Q: What's the difference between sub and gsub?
sub replaces the first match; gsub replaces all matches. Both return the number of replacements made and modify $0 (or the third argument) in place.
Q: How do I pass a shell variable into awk?
Use -v: awk -v threshold="$LIMIT" '$2 > threshold' file. Never interpolate shell variables directly inside single-quoted awk programs — it breaks the quoting. Alternatively wrap in double quotes and escape $ for awk fields: awk "\$2 > $LIMIT" — but this is fragile.
Q: How do I join two files on a common key?

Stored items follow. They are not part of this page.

PR #473, opened 2017-12-13
Fix Import

florianl:
Signed-off-by: Lehner Florian <dev@der-flo.net>

As of Go 1.7 this package is available in the standard library under the name context.


dsnet:
Thanks for the PR. Unfortunately, we cannot do this yet because the `Context` in the stdlib is not the same as the one in the x/net repo unless type aliases are used. There are still enough users on pre-go1.9 and don't have access to type aliases.

I'll make the transition myself when we can bump the minimum version of protobufs (and clean up a bunch of old Go code).

PR #477, opened 2017-12-22
make json tag the same name as protobuf json_name

Gnouc:
Currently, the generator uses field name as json name, so set the `json_name` of field make none sense.

```
syntax = "proto3";

message Foo {
    string id = 1 [json_name = "_id"];
}
```

will generate go struct:

```
type Foo struct {
	Id string `protobuf:"bytes,1,opt,name=id,json=_id" json:"id,omitempty"`
}
```

### DIFF
--- a/protoc-gen-go/generator/generator.go
+++ b/protoc-gen-go/generator/generator.go
@@ -1781,7 +1781,7 @@ func (g *Generator) generateMessage(message *Descriptor) {
 		ns := allocNames(base, "Get"+base)
 		fieldName, fieldGetterName := ns[0], ns[1]
 		typename, wiretype := g.GoType(message, field)
-		jsonName := *field.Name
+		jsonName := field.GetJsonName()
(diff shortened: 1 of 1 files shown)


dsnet:
Hi, thanks for the PR. 

While protoc-gen-go does emit `json` tags for the standard library JSON encoder, this is problematic because the standard library cannot possibly emit JSON that follows the PB<->JSON specification. Instead, users are to use the `jsonpb` package. The fact that `json` tags were emitted in the past was a mistake and it gives the mistaken perception that the two are inter-operable. 

I would like to move to a world where `json` tags are not emitted at all. As such, I don't think making them more similar is a good thing, since it again encourages the false perception that `jsonpb` and `json` are identical.

Gnouc:
@dsnet thanks for infomation about jsonpb.

I'm using grpc-gateway to serve my grpc service over REST, is there easy way to integrate jsonpb to it?

dsnet:
I'm not sure. That's a question for the maintainers of grpc-gateway.

PR #482, opened 2018-01-11
Remove raw interface

### LINKED ISSUE #311: Remove references to RawMessage
The code contains a few references to this type, including `type raw interface { Bytes() []byte }` which is supposed to be implemented by `RawMessage`. Unfortunately, that method signature is not as uncommon as one would hope, which can cause bad interactions when that function is implemented on generated structs or their constituent fields (e.g. via github.com/gogo/protobuf's `customtype` option).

Classic idiom: awk 'FNR==NR{a[$1]=$2; next} $1 in a{print $1, a[$1], $2}' lookup.txt data.txt. FNR==NR is true only for the first file — it loads the lookup table. The second block matches rows in the second file.
Q: How do I handle Windows line endings (\r\n) in awk?
Add sub(/\r$/, "") at the start of your action, or set RS="\r\n". On GNU awk you can also use --posix with RS="\r?\n".
Q: Is awk still worth learning in 2026?
Yes. awk is on every Unix/Linux/macOS system, has no dependencies, and handles structured text (logs, CSVs, tabular data) faster than Python for quick one-liners. For complex logic or JSON, reach for Python or jq. For line-oriented text processing in shell scripts, awk is often the right tool.